**TASK GOAL**
Locate the lines of the listing below that hold "close", then copy each of them.

**GIVEN RECORDS**
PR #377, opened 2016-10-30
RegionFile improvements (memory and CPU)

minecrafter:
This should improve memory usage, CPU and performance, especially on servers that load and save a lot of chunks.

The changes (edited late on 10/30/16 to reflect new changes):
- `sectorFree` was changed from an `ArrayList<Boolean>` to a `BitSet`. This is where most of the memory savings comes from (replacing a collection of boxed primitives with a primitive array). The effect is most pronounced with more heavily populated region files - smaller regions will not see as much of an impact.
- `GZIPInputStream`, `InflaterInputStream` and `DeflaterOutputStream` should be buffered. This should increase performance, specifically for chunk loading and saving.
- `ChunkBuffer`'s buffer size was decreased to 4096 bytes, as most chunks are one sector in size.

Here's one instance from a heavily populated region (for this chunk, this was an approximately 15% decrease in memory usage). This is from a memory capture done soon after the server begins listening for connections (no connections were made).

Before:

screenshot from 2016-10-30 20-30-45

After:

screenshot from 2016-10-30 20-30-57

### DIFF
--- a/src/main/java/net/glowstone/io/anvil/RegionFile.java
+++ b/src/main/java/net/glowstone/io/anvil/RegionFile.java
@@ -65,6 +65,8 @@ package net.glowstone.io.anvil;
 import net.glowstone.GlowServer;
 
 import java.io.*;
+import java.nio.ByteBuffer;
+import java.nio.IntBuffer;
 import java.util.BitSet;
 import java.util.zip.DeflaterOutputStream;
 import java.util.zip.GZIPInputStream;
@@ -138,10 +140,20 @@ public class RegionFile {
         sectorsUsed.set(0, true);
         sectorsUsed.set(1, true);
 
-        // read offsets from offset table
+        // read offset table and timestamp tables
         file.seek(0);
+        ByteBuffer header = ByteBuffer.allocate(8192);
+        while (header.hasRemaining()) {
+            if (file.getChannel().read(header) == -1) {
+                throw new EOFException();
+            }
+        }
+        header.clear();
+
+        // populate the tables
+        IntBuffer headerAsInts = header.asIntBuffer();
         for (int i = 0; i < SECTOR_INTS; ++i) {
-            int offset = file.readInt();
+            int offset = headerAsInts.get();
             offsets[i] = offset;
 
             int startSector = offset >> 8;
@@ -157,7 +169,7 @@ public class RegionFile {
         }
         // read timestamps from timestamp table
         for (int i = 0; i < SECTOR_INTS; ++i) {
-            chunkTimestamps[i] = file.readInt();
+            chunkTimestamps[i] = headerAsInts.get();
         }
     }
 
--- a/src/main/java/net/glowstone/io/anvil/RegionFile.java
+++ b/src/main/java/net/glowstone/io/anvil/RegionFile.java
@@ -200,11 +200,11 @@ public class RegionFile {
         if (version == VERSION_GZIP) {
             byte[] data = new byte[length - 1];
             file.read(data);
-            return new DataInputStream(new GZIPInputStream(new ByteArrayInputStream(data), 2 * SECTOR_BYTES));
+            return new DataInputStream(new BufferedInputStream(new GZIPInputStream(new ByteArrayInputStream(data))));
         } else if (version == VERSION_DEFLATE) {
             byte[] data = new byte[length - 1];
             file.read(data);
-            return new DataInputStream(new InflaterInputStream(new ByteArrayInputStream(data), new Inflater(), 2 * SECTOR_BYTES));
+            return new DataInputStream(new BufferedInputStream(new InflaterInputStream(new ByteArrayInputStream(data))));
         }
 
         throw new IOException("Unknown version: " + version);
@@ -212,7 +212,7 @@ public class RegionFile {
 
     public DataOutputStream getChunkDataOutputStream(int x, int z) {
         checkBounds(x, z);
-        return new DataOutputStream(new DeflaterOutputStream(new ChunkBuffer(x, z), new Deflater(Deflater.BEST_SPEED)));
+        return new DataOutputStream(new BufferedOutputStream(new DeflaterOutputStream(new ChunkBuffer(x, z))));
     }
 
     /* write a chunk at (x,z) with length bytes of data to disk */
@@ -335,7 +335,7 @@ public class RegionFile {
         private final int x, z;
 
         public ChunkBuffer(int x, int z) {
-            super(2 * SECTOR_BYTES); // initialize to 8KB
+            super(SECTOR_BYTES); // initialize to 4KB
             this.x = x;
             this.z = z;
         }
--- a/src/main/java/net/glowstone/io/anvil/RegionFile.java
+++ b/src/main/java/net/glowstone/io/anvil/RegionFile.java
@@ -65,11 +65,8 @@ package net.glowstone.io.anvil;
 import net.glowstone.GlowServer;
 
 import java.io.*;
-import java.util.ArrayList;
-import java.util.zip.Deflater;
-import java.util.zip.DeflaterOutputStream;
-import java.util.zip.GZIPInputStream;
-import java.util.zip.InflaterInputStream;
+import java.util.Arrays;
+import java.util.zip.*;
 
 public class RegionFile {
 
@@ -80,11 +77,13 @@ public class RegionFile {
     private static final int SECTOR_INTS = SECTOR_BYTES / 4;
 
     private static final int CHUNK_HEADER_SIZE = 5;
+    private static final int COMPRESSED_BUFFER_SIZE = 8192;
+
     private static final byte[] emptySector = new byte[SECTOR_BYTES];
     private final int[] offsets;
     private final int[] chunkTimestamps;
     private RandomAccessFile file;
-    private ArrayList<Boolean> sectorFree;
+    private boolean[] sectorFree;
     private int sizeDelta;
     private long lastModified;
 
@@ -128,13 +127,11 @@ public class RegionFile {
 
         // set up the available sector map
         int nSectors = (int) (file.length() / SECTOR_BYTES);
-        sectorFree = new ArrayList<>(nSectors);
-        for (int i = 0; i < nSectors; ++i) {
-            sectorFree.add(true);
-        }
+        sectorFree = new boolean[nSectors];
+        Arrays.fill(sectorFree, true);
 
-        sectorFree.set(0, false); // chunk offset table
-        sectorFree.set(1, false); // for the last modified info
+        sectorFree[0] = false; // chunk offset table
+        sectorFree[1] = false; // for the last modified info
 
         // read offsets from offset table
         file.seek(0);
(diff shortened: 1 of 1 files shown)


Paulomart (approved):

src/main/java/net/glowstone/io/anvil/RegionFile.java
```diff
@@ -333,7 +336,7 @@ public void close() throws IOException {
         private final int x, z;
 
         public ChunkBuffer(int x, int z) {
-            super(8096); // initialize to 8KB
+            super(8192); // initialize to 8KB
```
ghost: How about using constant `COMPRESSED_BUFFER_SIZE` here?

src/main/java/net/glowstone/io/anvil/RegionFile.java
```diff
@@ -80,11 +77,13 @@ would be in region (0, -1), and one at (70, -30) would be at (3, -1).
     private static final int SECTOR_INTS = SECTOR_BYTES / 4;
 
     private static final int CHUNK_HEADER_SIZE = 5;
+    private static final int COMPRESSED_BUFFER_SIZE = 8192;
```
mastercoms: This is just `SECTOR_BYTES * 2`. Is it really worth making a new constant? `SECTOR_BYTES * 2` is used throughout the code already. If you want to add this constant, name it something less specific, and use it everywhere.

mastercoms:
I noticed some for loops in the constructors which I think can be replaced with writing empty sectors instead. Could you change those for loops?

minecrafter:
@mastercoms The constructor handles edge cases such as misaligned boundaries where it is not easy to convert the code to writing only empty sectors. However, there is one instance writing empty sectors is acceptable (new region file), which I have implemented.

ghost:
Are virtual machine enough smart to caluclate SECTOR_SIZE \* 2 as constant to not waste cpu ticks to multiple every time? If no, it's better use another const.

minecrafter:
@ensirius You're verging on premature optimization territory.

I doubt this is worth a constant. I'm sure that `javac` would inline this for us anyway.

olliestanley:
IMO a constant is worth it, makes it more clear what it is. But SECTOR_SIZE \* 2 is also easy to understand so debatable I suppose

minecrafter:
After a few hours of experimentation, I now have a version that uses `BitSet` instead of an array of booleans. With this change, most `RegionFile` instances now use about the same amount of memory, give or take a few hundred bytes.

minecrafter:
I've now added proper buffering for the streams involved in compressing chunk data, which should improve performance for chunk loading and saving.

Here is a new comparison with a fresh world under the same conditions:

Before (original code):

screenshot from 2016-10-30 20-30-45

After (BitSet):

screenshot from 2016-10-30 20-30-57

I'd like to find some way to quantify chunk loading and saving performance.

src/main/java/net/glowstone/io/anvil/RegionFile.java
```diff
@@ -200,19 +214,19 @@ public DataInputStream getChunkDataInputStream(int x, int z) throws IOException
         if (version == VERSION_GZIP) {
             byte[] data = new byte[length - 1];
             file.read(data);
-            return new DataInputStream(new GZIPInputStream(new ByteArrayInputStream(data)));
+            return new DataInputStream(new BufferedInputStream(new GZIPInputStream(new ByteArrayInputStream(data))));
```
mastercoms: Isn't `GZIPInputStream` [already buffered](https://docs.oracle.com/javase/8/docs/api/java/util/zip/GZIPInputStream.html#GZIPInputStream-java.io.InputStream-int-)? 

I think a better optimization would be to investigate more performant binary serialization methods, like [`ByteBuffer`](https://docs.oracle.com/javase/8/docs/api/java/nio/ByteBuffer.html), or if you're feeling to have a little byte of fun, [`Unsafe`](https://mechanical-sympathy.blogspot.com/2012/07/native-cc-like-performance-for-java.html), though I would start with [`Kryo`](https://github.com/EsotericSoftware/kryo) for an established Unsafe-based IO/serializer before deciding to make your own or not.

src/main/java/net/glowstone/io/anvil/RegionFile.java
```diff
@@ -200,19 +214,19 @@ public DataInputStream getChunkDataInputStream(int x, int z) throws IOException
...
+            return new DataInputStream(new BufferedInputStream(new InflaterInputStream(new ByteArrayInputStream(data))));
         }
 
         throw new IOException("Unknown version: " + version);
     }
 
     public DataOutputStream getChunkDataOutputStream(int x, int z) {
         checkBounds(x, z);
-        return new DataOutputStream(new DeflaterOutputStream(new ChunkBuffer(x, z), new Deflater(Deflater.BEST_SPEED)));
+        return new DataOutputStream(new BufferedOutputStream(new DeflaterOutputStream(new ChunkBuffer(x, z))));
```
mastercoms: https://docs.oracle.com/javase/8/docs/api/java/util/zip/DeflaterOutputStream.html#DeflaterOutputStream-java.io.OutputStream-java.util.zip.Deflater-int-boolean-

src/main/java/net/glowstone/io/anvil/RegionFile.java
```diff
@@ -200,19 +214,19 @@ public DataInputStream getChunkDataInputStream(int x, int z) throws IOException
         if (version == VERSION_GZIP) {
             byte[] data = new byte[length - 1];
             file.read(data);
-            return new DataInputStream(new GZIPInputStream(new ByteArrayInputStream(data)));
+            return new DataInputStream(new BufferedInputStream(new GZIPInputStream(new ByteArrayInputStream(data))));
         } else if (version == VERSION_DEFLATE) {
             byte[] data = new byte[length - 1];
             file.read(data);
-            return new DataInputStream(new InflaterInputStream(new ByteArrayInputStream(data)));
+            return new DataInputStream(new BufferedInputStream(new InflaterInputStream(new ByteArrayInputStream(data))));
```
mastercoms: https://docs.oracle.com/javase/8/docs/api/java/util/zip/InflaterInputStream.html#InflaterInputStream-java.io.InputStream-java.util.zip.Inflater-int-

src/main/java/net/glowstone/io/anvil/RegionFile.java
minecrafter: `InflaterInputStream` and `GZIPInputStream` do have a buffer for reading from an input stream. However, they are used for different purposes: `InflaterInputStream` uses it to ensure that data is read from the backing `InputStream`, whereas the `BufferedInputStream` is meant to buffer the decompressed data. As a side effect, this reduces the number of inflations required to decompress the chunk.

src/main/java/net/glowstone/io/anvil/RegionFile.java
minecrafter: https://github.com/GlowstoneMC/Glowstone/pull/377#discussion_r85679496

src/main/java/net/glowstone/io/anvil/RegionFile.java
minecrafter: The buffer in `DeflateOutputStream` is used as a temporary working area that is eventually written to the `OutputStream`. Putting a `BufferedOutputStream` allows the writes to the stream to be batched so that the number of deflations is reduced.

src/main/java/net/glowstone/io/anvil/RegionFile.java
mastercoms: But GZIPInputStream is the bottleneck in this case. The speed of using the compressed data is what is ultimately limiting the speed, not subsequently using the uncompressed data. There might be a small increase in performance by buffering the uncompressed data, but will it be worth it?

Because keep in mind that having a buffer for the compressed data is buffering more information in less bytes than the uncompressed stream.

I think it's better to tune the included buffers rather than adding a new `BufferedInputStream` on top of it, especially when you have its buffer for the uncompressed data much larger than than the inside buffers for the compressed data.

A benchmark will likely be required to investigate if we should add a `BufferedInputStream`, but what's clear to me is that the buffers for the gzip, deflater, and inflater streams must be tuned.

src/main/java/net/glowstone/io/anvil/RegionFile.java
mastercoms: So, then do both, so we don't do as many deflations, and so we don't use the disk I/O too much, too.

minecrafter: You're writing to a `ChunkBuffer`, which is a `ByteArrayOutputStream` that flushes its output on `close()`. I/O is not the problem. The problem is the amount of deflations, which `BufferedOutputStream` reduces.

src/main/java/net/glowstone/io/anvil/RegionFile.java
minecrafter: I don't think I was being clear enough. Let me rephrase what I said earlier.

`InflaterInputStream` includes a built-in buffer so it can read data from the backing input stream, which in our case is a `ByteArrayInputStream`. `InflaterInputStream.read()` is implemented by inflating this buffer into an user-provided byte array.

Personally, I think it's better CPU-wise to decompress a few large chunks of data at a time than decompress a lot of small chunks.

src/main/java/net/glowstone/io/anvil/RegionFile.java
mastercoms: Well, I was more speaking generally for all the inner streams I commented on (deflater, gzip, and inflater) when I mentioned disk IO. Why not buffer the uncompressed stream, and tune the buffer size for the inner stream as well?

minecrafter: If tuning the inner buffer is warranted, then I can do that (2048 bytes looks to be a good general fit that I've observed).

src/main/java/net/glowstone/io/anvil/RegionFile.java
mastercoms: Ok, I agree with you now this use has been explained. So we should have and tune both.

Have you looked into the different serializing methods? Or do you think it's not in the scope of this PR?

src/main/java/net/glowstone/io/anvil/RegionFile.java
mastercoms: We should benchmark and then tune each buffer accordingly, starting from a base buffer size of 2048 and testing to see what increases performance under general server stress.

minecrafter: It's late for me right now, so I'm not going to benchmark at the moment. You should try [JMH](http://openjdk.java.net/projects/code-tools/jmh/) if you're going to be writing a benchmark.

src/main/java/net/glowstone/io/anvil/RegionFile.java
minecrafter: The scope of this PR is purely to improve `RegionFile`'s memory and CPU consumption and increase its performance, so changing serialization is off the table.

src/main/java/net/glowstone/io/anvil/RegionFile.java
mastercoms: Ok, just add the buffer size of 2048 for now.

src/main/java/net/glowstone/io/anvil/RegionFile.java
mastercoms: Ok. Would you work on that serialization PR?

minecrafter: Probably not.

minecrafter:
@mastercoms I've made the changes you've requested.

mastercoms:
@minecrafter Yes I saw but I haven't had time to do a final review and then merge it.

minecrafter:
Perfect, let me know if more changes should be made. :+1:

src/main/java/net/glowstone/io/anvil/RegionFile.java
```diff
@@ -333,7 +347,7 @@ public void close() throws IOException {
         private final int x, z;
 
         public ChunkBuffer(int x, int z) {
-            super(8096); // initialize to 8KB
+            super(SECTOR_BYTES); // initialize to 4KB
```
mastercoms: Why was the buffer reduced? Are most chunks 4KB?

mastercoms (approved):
* * *
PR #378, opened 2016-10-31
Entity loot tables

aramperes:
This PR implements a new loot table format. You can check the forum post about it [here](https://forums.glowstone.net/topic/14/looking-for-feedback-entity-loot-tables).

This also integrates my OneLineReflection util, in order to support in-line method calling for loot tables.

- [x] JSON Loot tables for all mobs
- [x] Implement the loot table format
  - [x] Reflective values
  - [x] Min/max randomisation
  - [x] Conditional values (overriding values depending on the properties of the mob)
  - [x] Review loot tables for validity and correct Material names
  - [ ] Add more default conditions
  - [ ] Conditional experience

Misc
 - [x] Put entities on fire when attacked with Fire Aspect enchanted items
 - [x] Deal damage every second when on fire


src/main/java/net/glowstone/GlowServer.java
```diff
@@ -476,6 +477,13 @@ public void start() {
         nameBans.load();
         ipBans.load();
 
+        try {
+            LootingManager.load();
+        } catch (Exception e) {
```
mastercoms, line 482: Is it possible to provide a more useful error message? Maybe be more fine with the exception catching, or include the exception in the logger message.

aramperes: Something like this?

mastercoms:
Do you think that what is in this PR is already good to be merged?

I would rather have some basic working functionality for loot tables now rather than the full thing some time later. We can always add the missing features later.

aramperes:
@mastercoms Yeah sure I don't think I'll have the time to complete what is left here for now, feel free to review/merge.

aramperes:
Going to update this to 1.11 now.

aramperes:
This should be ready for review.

**REPLY TO THE TASK**
@@ -333,7 +336,7 @@ public void close() throws IOException {
minecrafter: You're writing to a `ChunkBuffer`, which is a `ByteArrayOutputStream` that flushes its output on `close()`. I/O is not the problem. The problem is the amount of deflations, which `BufferedOutputStream` reduces.
@@ -333,7 +347,7 @@ public void close() throws IOException {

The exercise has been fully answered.